Part 5 of 7. Start from the beginning if you're new here.
The API layer is where HTTP meets your application. It's the thinnest layer—just translation between HTTP and commands/queries. If your controllers have business logic, something went wrong upstream.
What The API Layer Does
- Receive HTTP requests — Parse JSON, validate models
- Translate to commands/queries — Call MediatR
- Return HTTP responses — Status codes, JSON bodies
What it does NOT do:
- Business logic
- Data access
- Complex authorization decisions
Project Setup
Program.cs
using FluentValidation;
using MediatR;
using PromptVault.API.Middleware;
using PromptVault.Application.Commands.CreatePrompt;
using PromptVault.Application.Common.Behaviors;
using PromptVault.Infrastructure;
using Serilog;
Log.Logger = new LoggerConfiguration()
.MinimumLevel.Information()
.WriteTo.Console()
.CreateLogger();
try
{
var builder = WebApplication.CreateBuilder(args);
builder.Host.UseSerilog();
// Infrastructure (DbContext, Repositories)

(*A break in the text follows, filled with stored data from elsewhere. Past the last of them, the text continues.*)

PR #296, opened 2019-09-16
Use read_file macro instead using OS-dependent `cat`

Sija:
SSIA

### DIFF
--- a/src/version.cr
+++ b/src/version.cr
@@ -1,5 +1,5 @@
 module Shards
-  VERSION    = {{ `cat #{__DIR__}/../VERSION`.stringify.chomp }}
+  VERSION    = {{ read_file("#{__DIR__}/../VERSION").chomp }}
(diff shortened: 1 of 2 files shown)


ysbaddaden:
Looks good. Yet, CI is red. Maybe master got broken, but I'd like CI to be green before merging PR.

Sija:
Sure, that's understandable, yet AFAICS it's an unrelated fail - it fails because due to changes related to displaying error messages.

ysbaddaden:
Would you be so kind to provie a PR to fix it? That would highly appreciated!

Sija:
@ysbaddaden Sure, np. Btw, seems like `--no-color` switch ain't working.

ysbaddaden:
No colors only affects shards (logs have no colors) not the crystal build command (errors now always have colors, despite not being a tty).

ysbaddaden:
The cat call breaks at compile time if the VERSION file is missing. What happens with read_file macro?

straight-shoota:
`read_file` fails as well.

ysbaddaden:
Thank you!

PR #298, opened 2019-10-08
Add run command

### LINKED ISSUE #157: Run command

denolfe:
Adds `shards run` command. Resolves #157.


src/cli.cr
```diff
@@ -76,6 +79,31 @@ module Shards
...
+
+    begin
+      Commands::Check.run(path)
+    rescue
+      Commands::Install.run(path)
+    end
+
+    Commands::Run.run(path, targets, options)
+  end
+end
```
ysbaddaden: Maybe have a `check_and_install_dependencies` too, remove the `build` and `run_command` methods and inline the 3 calls in  the case above:

```crystal
targets, options = parse_args(args)
chech_and_install_dependencies
Command::Run.run(path, targets, options)
```

src/cli.cr
```diff
@@ -76,6 +79,31 @@ module Shards
...
+
+  def self.parse_args(args)
```
ysbaddaden: It should stop parsing args when `--` is found, and return them as `run_options`, in order to pass args to the run executable, such as:

```console
$ shards run test --static -- --seed=abc name
# crystal build src/test.cr -o bin/test --static
# bin/test --seed=abc name
```

denolfe: This is now handled by passing an additional parameter into the run command for `run_options`.

ysbaddaden:
Thanks. Can you write a few integration tests, to check that the targets are built and run, and the exit status properly reported?

denolfe:
For sure. Is there already a way to evaluate the exit_code somewhere in the tests? This is my first go with minitest, so it's a little difficult to debug my tests. I see that `run` from `factories.cr` is used in the `build_test.cr` tests.

denolfe:
Tests added, but 2 of them are behaving unexpectedly. I've verified the functionality in a dummy repo and using the `bin/shards` that is compiled. I'm not too sure why these are behaving differently within the tests.

The 2 tests in question are expected to throw a `FailedCommand` but are not.

- [test_fails_when_multiple_targets_no_arg](https://github.com/crystal-lang/shards/pull/298/commits/540c94109eeb49778ef9f0aea6520d5bdb811de2#diff-2b6f4b1521e592ae9a67436c2970d72eR53)
- [test_fails_when_no_targets_defined](https://github.com/crystal-lang/shards/pull/298/commits/540c94109eeb49778ef9f0aea6520d5bdb811de2#diff-2b6f4b1521e592ae9a67436c2970d72eR70)

Any help is welcome.

ysbaddaden:
The YAML blocks create a YAML with 2 leading spaces, it should be the following (notice that the blocking YAML is indented):

```crystal
str = <<-YAML
  name: xxx
  version: 0.0.0
  YAML
```

denolfe:
Hmm, there appears to be an issue beyond just that. Modifying as suggested did not make a difference.

ysbaddaden:
Yes, youre not changing the current directory in some tests.

src/commands/run.cr
```diff
@@ -0,0 +1,24 @@
+require "./command"
+
+module Shards
+  module Commands
+    class Run < Command
+      def run(targets, options, run_options)
+        targets = spec.targets.map(&.name) if targets.empty?
+        raise Error.new("Error No targets defined.") if targets.empty?
+        raise Error.new("Error More than 1 target defined. Must pass target name as parameter.") if targets.size > 1
```
ysbaddaden: We can improve the error mesages, here. For example we can know whether the user asked for a target or not. In the former case we could say something like "please specify one target only; if you meant to pass arguments you may use: shards run target -- args". In the latter case we could say "please specify which target you want to run" with maybe a list.

denolfe: Implemented.

src/commands/run.cr
```diff
@@ -4,19 +4,30 @@ module Shards
...
           Commands::Build.run(path, targets, options)
           Shards.logger.info { "Executing: #{target.name} #{run_options.join(' ')}" }
 
           error = IO::Memory.new
           status = Process.run(File.join(Shards.bin_path, target.name), args: run_options, output: Process::Redirect::Inherit, error: error)
-          raise Error.new("Error target #{target.name} failed to run:\n#{error}") unless status.success?
-        elsif
-          raise Error.new("Error target #{targets.first} not found.")
+          raise Error.new("Error Target #{target.name} failed to run:\n#{error}") unless status.success?
+        elsif raise Error.new("Error Target #{targets.first} not found.")
```
ysbaddaden: Typo: `elsif` ?

src/commands/run.cr
```diff
@@ -0,0 +1,35 @@
...
+          targets = spec.targets.map(&.name)
+        end
+
+        raise Error.new("Error No targets defined.") if targets.empty?
+
+        if targets.size > 1
+          if specific_target_requested
+            raise Error.new("Error Please specify only one target. If you meant to pass arguments you may use: shards run target -- args.")
+          elsif
+            raise Error.new("Error More than 1 target defined. Please specify what target you want to run.")
```
ysbaddaden: > Error please specify the target with 'shards run target'

src/commands/run.cr
```diff
@@ -0,0 +1,35 @@
...
+        if targets.empty?
+          specific_target_requested = false
+          targets = spec.targets.map(&.name)
+        end
+
+        raise Error.new("Error No targets defined.") if targets.empty?
+
+        if targets.size > 1
+          if specific_target_requested
+            raise Error.new("Error Please specify only one target. If you meant to pass arguments you may use: shards run target -- args.")
```
ysbaddaden: > Error Please specify only one target. If you meant to pass arguments you may use 'shards run target -- args'

src/commands/run.cr
```diff
@@ -0,0 +1,35 @@
...
+  module Commands
+    class Run < Command
+      def run(targets, options, run_options)
+        specific_target_requested = true
+        if targets.empty?
+          specific_target_requested = false
+          targets = spec.targets.map(&.name)
+        end
+
+        raise Error.new("Error No targets defined.") if targets.empty?
```
ysbaddaden: > Error no targets defined

src/commands/run.cr
ysbaddaden: Let's reuse the Build command message when the target doesn't exist:

> Error target #{target.name} was not found in #{SPEC_FILENAME}

src/cli.cr
```diff
@@ -86,14 +93,15 @@ module Shards
         targets << arg
       end
     end
+    { targets, options }
+  end
 
+  def self.check_and_install_dependencies(path)
     begin
```
Sija: This `begin` / `end` became redundant now.

src/commands/run.cr
Sija: `elsif` -> `else`, also please use indentation after `else`.

src/cli.cr
denolfe: Could you elaborate on this? It appears to me that the check command can still raise an error that should be resolved by doing the install command.

Sija: yes, I mean that you can use `rescue` without `begin ... end`:

```cr
def self.check_and_install_dependencies(path)
  # ...
rescue # ...
  # ...
end
```

denolfe: Great, thanks. I didn't know that was possible to do 👍

denolfe:
> Also, I think the `run` command should just pass STDIN, STDOUT and STDERR as-is. Maybe even replacing the current process with `exec` — but I'm not sure it's possible with Crystal.

@ysbaddaden Was this something that still needs to be addressed or just a nice to have?

src/commands/run.cr
```diff
@@ -0,0 +1,33 @@
...
+            raise Error.new("Error please specify only one target. If you meant to pass arguments you may use 'shards run target -- args'")
+          else
+            raise Error.new("Error please specify the target with 'shards run target'")
+          end
+        end
+
+        if target = spec.targets.find { |t| t.name == targets.first }
+          Commands::Build.run(path, targets, options)
+          Shards.logger.info { "Executing: #{target.name} #{run_options.join(' ')}" }
+          status = Process.exec(command: File.join(Shards.bin_path, target.name), args: run_options, output: Process::Redirect::Inherit)
```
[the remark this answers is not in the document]
denolfe: Oh wow, I thought I'd removed that. Will fix.

src/commands/run.cr
```diff
@@ -0,0 +1,33 @@
...
+            raise Error.new("Error please specify only one target. If you meant to pass arguments you may use 'shards run target -- args'")
+          else
+            raise Error.new("Error please specify the target with 'shards run target'")
+          end
+        end
+
+        if target = spec.targets.find { |t| t.name == targets.first }
+          Commands::Build.run(path, targets, options)
+          Shards.logger.info { "Executing: #{target.name} #{run_options.join(' ')}" }
+          Process.exec(command: File.join(Shards.bin_path, target.name), args: run_options, output: Process::Redirect::Inherit)
```
RX14: `output: :inherit` is actually the default already.

denolfe:
@ysbaddaden Anything else needed on this one before getting approved?

src/commands/run.cr
denolfe: Output parameter removed.

src/cli.cr
```diff
@@ -15,6 +15,7 @@ module Shards
           lock [--update] [<shards>]     - Lock dependencies in `shard.lock` but doesn't install them.
           outdated [--pre]               - List dependencies that are outdated.
           prune                          - Remove unused dependencies from `lib` folder.
+          run [<target>]                 - Build and run specific target
```
Sija:
```suggestion
          run [<target>] [<options>]     - Build and run specific target
```

Sija:
@denolfe Specs needs to be rewritten (see #334).

bcardiff:
Can we have a spec checking how to pass ARGV values from the shards run command to the actual command? I guess it should be `shards run foo -- bar`, but I am not sure from the code if that's the idea.

denolfe:
I've confirmed manually that passing ARGV values work, but simulating it using the run function from factories.cr has proven to be difficult. It spits errors out to the console when the test is run saying it cannot read ARGV[0] which is being passed. Here is the WIP test code:

```crystal
  it "runs specific target with args" do
    File.write(File.join(application_path, "src", "cli_with_args.cr"), "puts __FILE__;args = ARGV[0]")

    File.write File.join(application_path, "shard.yml"), <<-YAML
      name: build
      version: 0.1.0
      targets:
        app:
          main: src/cli_with_args.cr
      YAML

    Dir.cd(application_path) do
      run "shards run app -- foo"
      File.exists?(bin_path("app")).should be_true
      `#{bin_path("app")}`.chomp.should eq(File.join(application_path, "src", "cli_with_args.cr"))
    end
  end
```

Could this be something specific with how ARGV is handled in a shell environment vs. through Process.exec? Any help appreciated.

silasb:
Anything I can do to help move this feature over the finish line?

denolfe:
> Can we have a spec checking how to pass ARGV values from the shards run command to the actual command? I guess it should be `shards run foo -- bar`, but I am not sure from the code if that's the idea.

@silasb The only piece missing was a test for the above. I'm able to verify functionality manually, but testing it properly proved to be difficult because of how the commands are fed to the shell.

denolfe:
I no longer use Crystal personally and don't have time to get these tests running, so I'll be closing this PR out. My branch will still be accessible if someone wanted to use it to finish #157.

PR #306, opened 2019-11-19
YAML parser for Dependency and Target

straight-shoota:
Implements proper YAML parses for Dependency and Target to avoid relying on a hash for storing the mappings. Instead, these types use specific properties now.

Extra attributes are still collected in a hash. This has no real function currently, but it allows for future enhancements with new keys not causing the current implementation to fail reading the data.

/cc #230


test/git_resolver_test.cr
```diff
@@ -44,9 +44,9 @@ module Shards
       skip "TODO: install tag (whatever the version)"
     end
 
-    private def resolver(name, config = {} of String => String)
-      config = config.merge({"git" => git_url(name)})
-      dependency = Dependency.new(name, config)
+    private def resolver(name, **config)
```
ysbaddaden: No need to bother: the tests never pass `config`:

```crystal
private def resolver(name)
  dependency = Dependency.new(name)
  dependency.git = git_url(name)
  GitResolver.new(dependency)
end
```

test/path_resolver_test.cr
```diff
@@ -74,9 +74,9 @@ module Shards
...
     end
 
-    private def resolver(name, config = {} of String => String)
-      config["path"] = git_path(name)
-      dependency = Dependency.new(name, config)
+    private def resolver(name, **config)
+      config = config.merge(resolver: "path", url: git_path(name))
+      dependency = Dependency.new(name, **config)
       PathResolver.new(dependency)
     end
```
ysbaddaden: Same here no need for `config`. Passing anything but `path` doesn't even make sense for `PathResolver` anyway.

test/resolver_test.cr
```diff
@@ -3,10 +3,9 @@ require "./test_helper"
 module Shards
   class ResolverTest < Minitest::Test
     def test_find_resolver_with_unordered_dependency_keys
-      dependency = Dependency.new("test", {
-        "branch" => "master",
-        "git"    => "file:///tmp/test",
-      })
+      dependency = Dependency.new("test", branch: "master",
+        resolver: "git", url: "file:///tmp/test",
+      )
```
ysbaddaden: The test doesn't make sense anymore, unless it's changed to parse a YAML file with unordered keys, maybe.

src/target.cr
```diff
@@ -1,21 +1,40 @@
...
+    end
+
+    def initialize(@name : String, @main : String, @attributes = {} of String => YAML::Any)
     end
 
-    def initialize(@name)
-      super()
+    def source_path : String
+      main
     end
```
ysbaddaden: Nice but that's a mere alias. Let's keep `target.main` which is the name from SPEC.

src/target.cr
```diff
@@ -1,21 +1,40 @@
...
 
-    def main
-      self["main"]
+    def output_path : String
+      File.join(Shards.bin_path, name)
     end
```
ysbaddaden: Again, this is nice but this is only ever used once, and introduces a dependency on a configuration variable (`Shards.bin_path`) that's external to SPEC.

test/dependency_test.cr
```diff
@@ -5,25 +5,25 @@ class Shards::DependencyTest < Minitest::Test
     dependency = Dependency.new("app")
     assert_equal "*", dependency.version
 
-    dependency = Dependency.new("app", {version: "*"})
+    dependency = Dependency.new("app", version: "*")
```
ysbaddaden: These unit tests are the only use case for an initializer with additional values. They don't make much sense anymore... unless we rewrite them a little:

```crystal
def test_version
  dependency = Dependency.new("app")
  assert_nil dependency.version?
  assert_equal "*", dependency.version

  dependency.version = "<= 2.0.0"
  assert_equal "<= 2.0.0", dependency.version?
  assert_equal "<= 2.0.0", dependency.version
end

def test_version_tags
  dependency = Dependency.new("app")

  dependency.tag = "fix/something"
  assert_equal "*", dependency.version

  dependency.tag = "v1.2.3-pre1"
  assert_equal "v1.2.3-pre1", dependency.version
end
```

src/dependency.cr
```diff
@@ -1,60 +1,83 @@
...
+  class Dependency
     property name : String
+    setter version : String?
+    property! resolver : String?
+    property! url : String?
+    property tag : String?
+    property branch : String?
+    property commit : String?
+
+    getter unmapped = Hash(String, YAML::Any).new
```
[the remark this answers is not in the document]
straight-shoota: Yeah, skipping might be better. I thought about future extensibility, for example for a `validate` command that could identify misspelled key names, or other extensions that support non-specified mappings. But that might just be premature.

src/dependency.cr
```diff
@@ -1,60 +1,83 @@
...
+      @resolver : String? = nil, @url : String? = nil,
+      @version : String? = nil,
+      @branch : String? = nil, @tag : String? = nil, @commit : String? = nil,
+      @unmapped : Hash(String, YAML::Any) = Hash(String, YAML::Any).new
+    )
     end
 
     def version
-      version { "*" }
+      version? || "*"
```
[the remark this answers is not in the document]
straight-shoota: What's the benefit of a yielding method over the nilable? Usage is `value { in_case_of_nil }` vs `value? || in_case_of_nil`. The latter is more descriptive.

src/dependency.cr
```diff
@@ -1,60 +1,83 @@
...
+          dependency.version = pull.read_scalar
+        when "url"
+          dependency.url = pull.read_scalar
+        when "tag"
+          dependency.tag = pull.read_scalar
+        when "branch"
+          dependency.branch = pull.read_scalar
+        when "commit"
+          dependency.commit = pull.read_scalar
+        when "path", "git", "github", "gitlab", "bitbucket"
```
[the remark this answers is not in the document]
straight-shoota: Just mapping the names would be problematic when multiple mappings are specified in a single entry. Per current spec that's valid. When you only have the names you later don't know about the order of definition for picking the last one as the final one (which is IMO a sane option to treat this, and the current implementation in this PR).

Besides that, the data model is much easier and more efficient when you can simply retrieve the name of the resolver and its url (or "resolution value"), than having to iterate through the possible resolvers in order to fine which one's specified. I'd be happy to change `resolver` to `resolver_name`. Both `owner/repo` and local paths are URLs, so technically that's not incorrect. I'm feeling quite strongly that this is a superior solution over multiple properties.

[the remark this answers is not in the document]
ysbaddaden: - Its forbidden to have multiple resolvers for a single dependency declaration. SPEC can evolve to make that explicit. It makes no sense to have multiple resolvers.
- There is no order in dependency keys, either.
- `owner/repo` isn't an URL (barely a path) and path isn't an URL either but an absolute path (it would be `file://`).

src/dependency.cr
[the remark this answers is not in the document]
ysbaddaden: It avoids the nilable union type. This is common in stdlib.

src/dependency.cr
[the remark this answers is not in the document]
ysbaddaden: We'll see then. Maybe a validator command would use its own parser, for example a blunt YAML.parse, then walk and validate the tree, collecting issues as it goes.

src/dependency.cr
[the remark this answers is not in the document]
straight-shoota: I'll change it to error if multiple resolvers are mapped.

Technically, relative paths are a URI reference. But naming aside, do you agree on normalized properties for resolver name and reference?

src/dependency.cr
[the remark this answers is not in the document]
straight-shoota: A nilable union would still exist unless [`src/command/check.cr:45`](https://github.com/crystal-lang/shards/pull/306/files#diff-336e9a9c9a128eb8d43b15550425b36cR45) is refactored.

test/resolver_test.cr
straight-shoota: It still tests the behaviour of `Shards.find_resolver`.

src/commands/check.cr
```diff
@@ -42,7 +42,7 @@ module Shards
           return false
         end
 
-        if version = lock["version"]?
+        if version = lock.version { nil }
```
Sija:
```suggestion
        if version = lock.version?
```

src/dependency.cr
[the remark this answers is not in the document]
straight-shoota: @ysbaddaden ?

src/dependency.cr
```diff
@@ -29,32 +58,28 @@ module Shards
...
     def refs
-      self["branch"]? || self["tag"]? || self["commit"]?
-    end
-
-    def path
-      self["path"]?
+      branch || tag || commit
     end
 
     def to_human_requirement
```
ysbaddaden: This is very noisy. I don't think we need the local variables anymore, so just:

```crystal
if version?
  version
elsif branch
  "branch #{branch}"
elsif tag
  "tag #{tag}"
elsif commit
  "commit #{commit}"
else
  "*"
end
```

straight-shoota:
I suppose having only `git` and `path` properties and immediately expand specialized resolvers is fine.

The specialized classes could be removed regardless of this change, though.

src/resolvers/git.cr
```diff
@@ -15,6 +15,17 @@ module Shards
       "git"
     end
 
+    def self.expand_resolver_url(url, resolver)
+      case resolver
+      when "git"
+        url
+      when "github", "bitbucket", "gitlab"
+        "https://github.com/#{url}.git"
```
Sija: You sure about that? ;)

straight-shoota: Totally

straight-shoota: Seems there are no specs covering bitbucket and gitlab mappings...

straight-shoota:
Rebased on master

straight-shoota:
Rebased again.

builder.Services.AddInfrastructure(builder.Configuration);
// MediatR
builder.Services.AddMediatR(cfg =>
cfg.RegisterServicesFromAssembly(typeof(CreatePromptCommand).Assembly));
// FluentValidation + Pipeline
builder.Services.AddValidatorsFromAssembly(typeof(CreatePromptCommand).Assembly);
builder.Services.AddTransient(typeof(IPipelineBehavior<,>), typeof(LoggingBehavior<,>));
builder.Services.AddTransient(typeof(IPipelineBehavior<,>), typeof(ValidationBehavior<,>));
// API
builder.Services.AddControllers();
builder.Services.AddEndpointsApiExplorer();
builder.Services.AddSwaggerGen(c =>
{
c.SwaggerDoc("v1", new() { Title = "PromptVault API", Version = "v1" });
});
var app = builder.Build();
app.UseMiddleware<ExceptionHandlingMiddleware>();
app.UseSwagger();
app.UseSwaggerUI();
app.UseHttpsRedirection();
app.MapControllers();
app.MapHealthChecks("/health");
app.Run();
}
catch (Exception ex)
{
Log.Fatal(ex, "Application terminated unexpectedly");
}
finally
{
Log.CloseAndFlush();
}
public partial class Program { } // For integration tests
Request/Response Contracts
Don't expose domain entities or application DTOs directly. Create API-specific contracts:
src/PromptVault.API/Contracts/Requests/CreatePromptRequest.cs
namespace PromptVault.API.Contracts.Requests;
public record CreatePromptRequest(
string Title,
string Content,
string ModelType,
List<string>? Tags = null
);
src/PromptVault.API/Contracts/Requests/UpdatePromptRequest.cs
namespace PromptVault.API.Contracts.Requests;
public record UpdatePromptRequest(
string? Title = null,
string? Content = null,
List<string>? Tags = null
);
src/PromptVault.API/Contracts/Responses/PromptResponse.cs
using PromptVault.Application.DTOs;
namespace PromptVault.API.Contracts.Responses;
public record PromptResponse(
Guid Id,
string Title,
string Content,
string ModelType,
List<string> Tags,
int VersionCount,
DateTime CreatedAt,
DateTime? UpdatedAt,
List<PromptVersionResponse>? Versions = null
)
{
public static PromptResponse FromDto(PromptDto dto) => new(
dto.Id, dto.Title, dto.Content, dto.ModelType,
dto.Tags, dto.VersionCount, dto.CreatedAt, dto.UpdatedAt,
dto.Versions?.Select(PromptVersionResponse.FromDto).ToList()
);
}
public record PromptVersionResponse(
Guid Id, int VersionNumber, string Content, DateTime CreatedAt, string? CreatedBy
)
{
public static PromptVersionResponse FromDto(PromptVersionDto dto) => new(
dto.Id, dto.VersionNumber, dto.Content, dto.CreatedAt, dto.CreatedBy
);
}
public record CreatePromptResponse(Guid Id);
Real-World Callout: The DTO Mapping Tax
You now have:
- Domain entities (
Prompt) - Application DTOs (
PromptDto) - API response objects (
PromptResponse)
Three representations of the same thing. Is this necessary?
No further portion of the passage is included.